**Collected data entries**
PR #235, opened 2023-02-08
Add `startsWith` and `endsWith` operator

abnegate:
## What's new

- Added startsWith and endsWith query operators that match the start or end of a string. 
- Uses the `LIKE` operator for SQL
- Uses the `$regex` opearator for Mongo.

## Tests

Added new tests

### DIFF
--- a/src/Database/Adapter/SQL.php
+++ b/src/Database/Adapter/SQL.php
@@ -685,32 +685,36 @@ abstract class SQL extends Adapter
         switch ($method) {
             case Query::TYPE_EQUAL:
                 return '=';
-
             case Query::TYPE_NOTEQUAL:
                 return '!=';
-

---

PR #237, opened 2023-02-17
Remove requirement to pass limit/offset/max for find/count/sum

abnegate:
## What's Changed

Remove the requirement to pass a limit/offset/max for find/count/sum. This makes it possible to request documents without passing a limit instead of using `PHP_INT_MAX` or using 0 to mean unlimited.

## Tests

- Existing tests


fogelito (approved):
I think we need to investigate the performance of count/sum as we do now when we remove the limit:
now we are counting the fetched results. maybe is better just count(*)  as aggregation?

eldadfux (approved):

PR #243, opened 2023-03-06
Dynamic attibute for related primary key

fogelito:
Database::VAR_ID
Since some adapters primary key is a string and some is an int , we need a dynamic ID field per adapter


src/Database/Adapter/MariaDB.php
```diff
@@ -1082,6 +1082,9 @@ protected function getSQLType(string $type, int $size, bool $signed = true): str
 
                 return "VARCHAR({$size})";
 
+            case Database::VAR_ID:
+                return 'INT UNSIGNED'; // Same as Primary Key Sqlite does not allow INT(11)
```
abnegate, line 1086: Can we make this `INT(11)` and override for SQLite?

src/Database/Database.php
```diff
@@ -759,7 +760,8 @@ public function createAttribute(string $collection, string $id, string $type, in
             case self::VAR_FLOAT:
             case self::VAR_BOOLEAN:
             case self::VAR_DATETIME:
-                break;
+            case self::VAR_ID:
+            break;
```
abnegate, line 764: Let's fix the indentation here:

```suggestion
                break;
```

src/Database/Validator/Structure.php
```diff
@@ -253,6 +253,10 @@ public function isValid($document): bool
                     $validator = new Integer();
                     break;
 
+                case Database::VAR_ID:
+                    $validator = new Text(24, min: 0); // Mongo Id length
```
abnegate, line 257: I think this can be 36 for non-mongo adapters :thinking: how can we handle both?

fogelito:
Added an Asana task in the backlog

* * *

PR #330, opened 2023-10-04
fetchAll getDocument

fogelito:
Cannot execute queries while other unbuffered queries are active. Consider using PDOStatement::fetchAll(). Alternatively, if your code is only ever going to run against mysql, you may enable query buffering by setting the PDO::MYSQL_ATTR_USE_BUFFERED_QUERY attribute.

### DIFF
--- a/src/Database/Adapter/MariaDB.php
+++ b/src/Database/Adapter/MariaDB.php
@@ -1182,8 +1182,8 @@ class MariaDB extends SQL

**What is needed**
Find the word "Uses" in the records and pull out each line that has it.

**Exercise solution**
- Uses the `LIKE` operator for SQL
- Uses the `$regex` opearator for Mongo.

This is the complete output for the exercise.